**DATASET CONTENT:**
PR #2425, opened 2023-02-20
Remove unused headers and reduce physical dependencies

vittorioromeo:
More header cleanup, similar to #2424, in order to improve compilation times.


src/SFML/Window/DRM/ClipboardImpl.hpp
```diff
@@ -24,11 +24,10 @@
...
-////////////////////////////////////////////////////////////
-#include <SFML/System/String.hpp>
-
+namespace sf
+{
+class String;
+}
 
 namespace sf::priv
 {
```
ChrisThrasher, line 33: Do we prefer this over only opening up `namespace sf` once? There are plenty of files where the only reason we're not using a nested namespace for `sf::priv::` is because we have some forward declarations in the `sf::` namespace.

ChrisThrasher (commented):
Almost ready to approve. Glad to remove more unnecessary `#include`s.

**GOAL OF THE EXERCISE:** Every entry must be output again, exactly as written above.

**RESPONSE BOX:**
PR #2425, opened 2023-02-20
Remove unused headers and reduce physical dependencies

vittorioromeo:
More header cleanup, similar to #2424, in order to improve compilation times.


src/SFML/Window/DRM/ClipboardImpl.hpp
```diff
@@ -24,11 +24,10 @@
...
-////////////////////////////////////////////////////////////
-#include <SFML/System/String.hpp>
-
+namespace sf
+{
+class String;
+}
 
 namespace sf::priv
 {
```
ChrisThrasher, line 33: Do we prefer this over only opening up `namespace sf` once? There are plenty of files where the only reason we're not using a nested namespace for `sf::priv::` is because we have some forward declarations in the `sf::` namespace.

ChrisThrasher (commented):
Almost ready to approve. Glad to remove more unnecessary `#include`s.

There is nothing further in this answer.